*AIM OF THE TASK:* Only one stretch of the listing below is wanted. Give it again exactly, from the line with "PR #7000, opened 2022-08-13" through the line with "thanks for fixing this :)".

*DATA:*
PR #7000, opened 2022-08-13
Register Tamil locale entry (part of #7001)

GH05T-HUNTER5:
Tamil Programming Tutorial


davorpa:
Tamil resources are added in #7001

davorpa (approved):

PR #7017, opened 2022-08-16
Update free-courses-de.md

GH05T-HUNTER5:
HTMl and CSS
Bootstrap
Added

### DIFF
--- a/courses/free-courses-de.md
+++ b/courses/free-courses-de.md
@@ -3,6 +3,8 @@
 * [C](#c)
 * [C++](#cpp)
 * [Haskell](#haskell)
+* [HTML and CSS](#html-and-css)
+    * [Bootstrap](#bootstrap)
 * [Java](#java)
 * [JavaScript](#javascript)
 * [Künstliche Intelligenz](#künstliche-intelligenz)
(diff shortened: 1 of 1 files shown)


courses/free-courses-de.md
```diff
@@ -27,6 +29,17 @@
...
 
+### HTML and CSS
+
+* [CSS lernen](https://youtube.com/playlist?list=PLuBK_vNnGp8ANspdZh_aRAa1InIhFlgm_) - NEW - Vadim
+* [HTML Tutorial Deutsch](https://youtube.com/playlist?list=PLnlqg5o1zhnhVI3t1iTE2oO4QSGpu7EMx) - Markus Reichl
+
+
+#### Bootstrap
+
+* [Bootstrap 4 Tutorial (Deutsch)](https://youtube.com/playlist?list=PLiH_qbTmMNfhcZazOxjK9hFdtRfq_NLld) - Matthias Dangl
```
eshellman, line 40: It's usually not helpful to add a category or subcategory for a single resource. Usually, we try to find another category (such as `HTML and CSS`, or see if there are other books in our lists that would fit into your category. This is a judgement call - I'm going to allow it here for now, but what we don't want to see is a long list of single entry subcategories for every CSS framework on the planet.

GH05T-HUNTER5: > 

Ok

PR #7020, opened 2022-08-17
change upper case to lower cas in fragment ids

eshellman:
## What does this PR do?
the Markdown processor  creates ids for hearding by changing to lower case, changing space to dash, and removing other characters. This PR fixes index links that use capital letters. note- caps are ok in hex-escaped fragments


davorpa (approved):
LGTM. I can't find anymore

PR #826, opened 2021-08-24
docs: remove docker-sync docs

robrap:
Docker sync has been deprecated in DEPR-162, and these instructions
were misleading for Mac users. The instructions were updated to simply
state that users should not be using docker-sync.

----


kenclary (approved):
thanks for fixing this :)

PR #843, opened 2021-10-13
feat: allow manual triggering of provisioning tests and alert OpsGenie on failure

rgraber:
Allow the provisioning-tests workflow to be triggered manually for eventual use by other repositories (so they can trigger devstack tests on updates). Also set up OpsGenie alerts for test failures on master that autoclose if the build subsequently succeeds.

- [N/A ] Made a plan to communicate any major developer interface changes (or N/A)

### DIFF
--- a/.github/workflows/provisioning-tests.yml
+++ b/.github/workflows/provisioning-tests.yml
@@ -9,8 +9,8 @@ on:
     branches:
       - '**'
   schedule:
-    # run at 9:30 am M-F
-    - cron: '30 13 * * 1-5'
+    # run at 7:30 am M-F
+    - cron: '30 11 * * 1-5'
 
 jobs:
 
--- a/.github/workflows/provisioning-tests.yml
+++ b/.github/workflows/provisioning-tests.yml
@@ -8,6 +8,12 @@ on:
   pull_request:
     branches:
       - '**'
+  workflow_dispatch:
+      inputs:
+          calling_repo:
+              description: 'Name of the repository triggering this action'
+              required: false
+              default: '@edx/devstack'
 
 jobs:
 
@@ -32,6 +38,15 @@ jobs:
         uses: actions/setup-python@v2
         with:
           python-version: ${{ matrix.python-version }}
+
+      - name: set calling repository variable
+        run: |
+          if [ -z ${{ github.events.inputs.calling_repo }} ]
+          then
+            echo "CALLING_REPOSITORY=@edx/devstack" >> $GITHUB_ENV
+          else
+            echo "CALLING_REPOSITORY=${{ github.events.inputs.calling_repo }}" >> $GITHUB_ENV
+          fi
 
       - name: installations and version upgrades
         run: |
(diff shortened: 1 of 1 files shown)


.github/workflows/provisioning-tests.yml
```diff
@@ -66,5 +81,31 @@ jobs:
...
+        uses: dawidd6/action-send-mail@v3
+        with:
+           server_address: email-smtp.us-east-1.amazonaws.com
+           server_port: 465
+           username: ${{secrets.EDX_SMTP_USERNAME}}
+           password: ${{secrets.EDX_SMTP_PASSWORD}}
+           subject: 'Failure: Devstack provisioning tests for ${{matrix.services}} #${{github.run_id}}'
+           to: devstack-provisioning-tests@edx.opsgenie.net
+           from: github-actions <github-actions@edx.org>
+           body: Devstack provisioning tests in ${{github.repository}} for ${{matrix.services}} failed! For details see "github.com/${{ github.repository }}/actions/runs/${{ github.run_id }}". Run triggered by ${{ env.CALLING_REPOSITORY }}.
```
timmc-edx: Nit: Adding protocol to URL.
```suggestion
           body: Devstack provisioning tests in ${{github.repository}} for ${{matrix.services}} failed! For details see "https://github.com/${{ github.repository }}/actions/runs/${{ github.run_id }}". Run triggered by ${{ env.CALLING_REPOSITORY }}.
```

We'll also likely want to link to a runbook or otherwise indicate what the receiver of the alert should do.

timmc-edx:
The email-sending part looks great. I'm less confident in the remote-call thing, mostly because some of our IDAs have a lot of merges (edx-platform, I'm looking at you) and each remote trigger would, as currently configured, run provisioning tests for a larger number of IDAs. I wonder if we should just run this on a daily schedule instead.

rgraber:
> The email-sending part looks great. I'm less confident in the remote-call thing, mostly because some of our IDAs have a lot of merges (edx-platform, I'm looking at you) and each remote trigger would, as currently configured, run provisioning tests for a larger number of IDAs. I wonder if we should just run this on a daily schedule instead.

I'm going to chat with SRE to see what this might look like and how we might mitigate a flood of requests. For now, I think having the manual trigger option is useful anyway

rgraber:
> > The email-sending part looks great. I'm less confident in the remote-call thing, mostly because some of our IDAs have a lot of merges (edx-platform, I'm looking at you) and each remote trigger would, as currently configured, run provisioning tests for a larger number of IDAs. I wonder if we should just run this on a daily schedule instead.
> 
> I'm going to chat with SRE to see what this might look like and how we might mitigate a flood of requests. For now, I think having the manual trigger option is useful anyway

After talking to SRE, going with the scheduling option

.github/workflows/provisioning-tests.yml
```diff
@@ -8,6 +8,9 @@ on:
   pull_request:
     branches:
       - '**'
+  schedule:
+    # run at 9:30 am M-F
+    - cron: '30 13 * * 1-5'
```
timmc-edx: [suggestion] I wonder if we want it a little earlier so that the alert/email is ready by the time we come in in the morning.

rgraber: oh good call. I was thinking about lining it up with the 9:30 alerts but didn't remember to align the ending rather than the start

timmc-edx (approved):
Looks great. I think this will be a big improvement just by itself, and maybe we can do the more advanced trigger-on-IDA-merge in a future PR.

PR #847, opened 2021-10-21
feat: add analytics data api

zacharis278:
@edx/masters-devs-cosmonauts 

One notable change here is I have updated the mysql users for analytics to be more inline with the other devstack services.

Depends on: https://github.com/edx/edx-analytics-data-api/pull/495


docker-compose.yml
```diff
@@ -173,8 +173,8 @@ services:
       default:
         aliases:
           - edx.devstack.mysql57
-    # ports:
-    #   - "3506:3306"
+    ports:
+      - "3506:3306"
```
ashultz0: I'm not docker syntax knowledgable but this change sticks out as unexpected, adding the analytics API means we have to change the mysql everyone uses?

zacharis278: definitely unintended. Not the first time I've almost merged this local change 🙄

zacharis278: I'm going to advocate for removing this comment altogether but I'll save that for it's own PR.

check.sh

--

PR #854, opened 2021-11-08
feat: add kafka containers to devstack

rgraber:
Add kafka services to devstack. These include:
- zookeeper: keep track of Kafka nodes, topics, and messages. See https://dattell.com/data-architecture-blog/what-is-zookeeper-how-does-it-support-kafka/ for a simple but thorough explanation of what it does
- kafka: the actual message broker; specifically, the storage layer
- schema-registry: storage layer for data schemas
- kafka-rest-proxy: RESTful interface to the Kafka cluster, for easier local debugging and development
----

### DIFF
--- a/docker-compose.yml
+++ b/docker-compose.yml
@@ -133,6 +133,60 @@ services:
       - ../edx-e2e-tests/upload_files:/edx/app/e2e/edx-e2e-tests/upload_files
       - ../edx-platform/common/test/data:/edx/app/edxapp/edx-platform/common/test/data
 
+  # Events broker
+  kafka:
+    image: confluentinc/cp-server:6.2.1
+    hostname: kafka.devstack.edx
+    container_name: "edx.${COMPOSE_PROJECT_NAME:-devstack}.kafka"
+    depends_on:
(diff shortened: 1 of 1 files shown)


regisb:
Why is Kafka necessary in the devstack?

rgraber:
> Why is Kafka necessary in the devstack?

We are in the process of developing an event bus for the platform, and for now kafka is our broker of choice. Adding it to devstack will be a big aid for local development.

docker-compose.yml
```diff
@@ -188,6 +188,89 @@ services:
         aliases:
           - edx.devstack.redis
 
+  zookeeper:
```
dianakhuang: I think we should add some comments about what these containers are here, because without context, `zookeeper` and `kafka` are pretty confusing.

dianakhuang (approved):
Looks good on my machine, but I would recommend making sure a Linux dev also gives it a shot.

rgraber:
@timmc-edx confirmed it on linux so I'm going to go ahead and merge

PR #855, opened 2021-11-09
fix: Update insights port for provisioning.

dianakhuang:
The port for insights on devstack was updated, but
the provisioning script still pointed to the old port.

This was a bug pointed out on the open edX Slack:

*EXERCISE OUTPUT:*
PR #7000, opened 2022-08-13
Register Tamil locale entry (part of #7001)

GH05T-HUNTER5:
Tamil Programming Tutorial


davorpa:
Tamil resources are added in #7001

davorpa (approved):

PR #7017, opened 2022-08-16
Update free-courses-de.md

GH05T-HUNTER5:
HTMl and CSS
Bootstrap
Added

### DIFF
--- a/courses/free-courses-de.md
+++ b/courses/free-courses-de.md
@@ -3,6 +3,8 @@
 * [C](#c)
 * [C++](#cpp)
 * [Haskell](#haskell)
+* [HTML and CSS](#html-and-css)
+    * [Bootstrap](#bootstrap)
 * [Java](#java)
 * [JavaScript](#javascript)
 * [Künstliche Intelligenz](#künstliche-intelligenz)
(diff shortened: 1 of 1 files shown)


courses/free-courses-de.md
```diff
@@ -27,6 +29,17 @@
...
 
+### HTML and CSS
+
+* [CSS lernen](https://youtube.com/playlist?list=PLuBK_vNnGp8ANspdZh_aRAa1InIhFlgm_) - NEW - Vadim
+* [HTML Tutorial Deutsch](https://youtube.com/playlist?list=PLnlqg5o1zhnhVI3t1iTE2oO4QSGpu7EMx) - Markus Reichl
+
+
+#### Bootstrap
+
+* [Bootstrap 4 Tutorial (Deutsch)](https://youtube.com/playlist?list=PLiH_qbTmMNfhcZazOxjK9hFdtRfq_NLld) - Matthias Dangl
```
eshellman, line 40: It's usually not helpful to add a category or subcategory for a single resource. Usually, we try to find another category (such as `HTML and CSS`, or see if there are other books in our lists that would fit into your category. This is a judgement call - I'm going to allow it here for now, but what we don't want to see is a long list of single entry subcategories for every CSS framework on the planet.

GH05T-HUNTER5: > 

Ok

PR #7020, opened 2022-08-17
change upper case to lower cas in fragment ids

eshellman:
## What does this PR do?
the Markdown processor  creates ids for hearding by changing to lower case, changing space to dash, and removing other characters. This PR fixes index links that use capital letters. note- caps are ok in hex-escaped fragments


davorpa (approved):
LGTM. I can't find anymore

PR #826, opened 2021-08-24
docs: remove docker-sync docs

robrap:
Docker sync has been deprecated in DEPR-162, and these instructions
were misleading for Mac users. The instructions were updated to simply
state that users should not be using docker-sync.

----


kenclary (approved):
thanks for fixing this :)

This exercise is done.